Je viens d'essayer le lien, et il ne fonctionne pas sur mon MAC.
Enfin, il veut créer des labels et se ferme. Cercle vicieux.

En tout cas merci pour les réponses, je vais attendre un peu alors.

ps : Je suis complètement satisfait de mon switch.
Si ma boite n'imposait pas Windows, je n'aurais pas de partition Bootcamp.


----------



## marctiger (24 Février 2009)

bivouak a dit:


> Merci !
> 
> Je viens d'essayer le lien, et il ne fonctionne pas sur mon MAC.
> Enfin, il veut créer des labels et se ferme. Cercle vicieux.
> ...



Essayes le téléchargement direct :

*http://prdownloads.sourceforge.net/gdisk/gDisk-0.6.1.dmg?download*


----------



## bivouak (25 Février 2009)

marctiger a dit:


> Essayes le téléchargement direct :
> 
> *http://prdownloads.sourceforge.net/gdisk/gDisk-0.6.1.dmg?download*




Idem, le problème ne vient pas du DL mais du lancement de l'application.

C'est pas grave, je n'en ai pas super besoin.
Merci quand même !


----------



## pascalformac (25 Février 2009)

te bile pas 
en archive tu verras des fils qui évoquent le projet google-gmail qui s'avance:un authentique  disque virtuel officiel gmail

les traces du truc en état avancé  abondent , ca ne devrait plus tarder


----------



## LaurentR (25 Février 2009)

En attendant, il y a des solutions comme Dropbox (http://www.getdropbox.com) qui proposent 2 Go de stockage gratuit et qui est très bien intégré au finder


----------



## schwebb (26 Février 2009)

LaurentR a dit:


> En attendant, il y a des solutions comme Dropbox (http://www.getdropbox.com) qui proposent 2 Go de stockage gratuit et qui est très bien intégré au finder



Yes, DropBox est un très bon logiciel.

Juste un petit problème, attention à la désinstallation: quand on a mis à la corbeille l'application (selon les instructions du développeur), celle-ci devient inaccessible: plus moyen de l'ouvrir, faut la vider à l'aveugle. J'ai observé exactement le même comportement sur mes deux Mac (iMac blanc mi 2007, MacBook blanc début 2007, les deux sous Leopard).

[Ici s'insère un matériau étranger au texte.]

PR #2036, opened 2020-11-06
Reject null instrumentationName for Meters and Tracers

### LINKED ISSUE #1879: OpenTelemetry.getTracer(...) differs from API spec

MariusVolkhart:
The parameters were already marked as being @Nonnull. However, the SDK implementation failed when null was passed, while the API allowed null. The result is that one may publish a library that compiles and tests fine, but fails when the SDK is applied by an application developer.

This change adds test to verify the non-null behavior is consistently enforced, and adds checks to the API to enforce non-null. These checks will prevent library authors from creating libraries that crash at runtime.

Fixes #1879

### DIFF
--- a/api/src/main/java/io/opentelemetry/api/trace/DefaultTracerProvider.java
+++ b/api/src/main/java/io/opentelemetry/api/trace/DefaultTracerProvider.java
@@ -6,6 +6,7 @@
 package io.opentelemetry.api.trace;
 
 import javax.annotation.concurrent.ThreadSafe;
+import java.util.Objects;
 
 @ThreadSafe
 class DefaultTracerProvider implements TracerProvider {
@@ -23,6 +24,7 @@ class DefaultTracerProvider implements TracerProvider {
 
   @Override
   public Tracer get(String instrumentationName, String instrumentationVersion) {
+    Objects.requireNonNull(instrumentationName);
     return Tracer.getDefault();
   }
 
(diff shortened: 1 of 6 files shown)


api/src/main/java/io/opentelemetry/api/trace/DefaultTracerProvider.java
```diff
@@ -23,6 +24,7 @@ public Tracer get(String instrumentationName) {
 
   @Override
   public Tracer get(String instrumentationName, String instrumentationVersion) {
+    Objects.requireNonNull(instrumentationName);
```
jkwatson, line 27: we can't add these requirements. The API must not throw exceptions in the face of bad inputs.

jkwatson:
The API is required to not throw exceptions in the face of bad inputs, so as to not adversely impact running programs that use badly written library instrumentation (or manual instrumentation for that matter).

Donc, avant de jeter, s'assurer qu'on pourra vider sa corbeille à l'aveugle sans risque.

De plus, le développeur donne comme consignes de désinstallation "jeter l'application à la corbeille", mais il oublie ou néglige le dossier DropBox qui s'est créé dans le Finder, et qu'il faut détruire aussi.


----------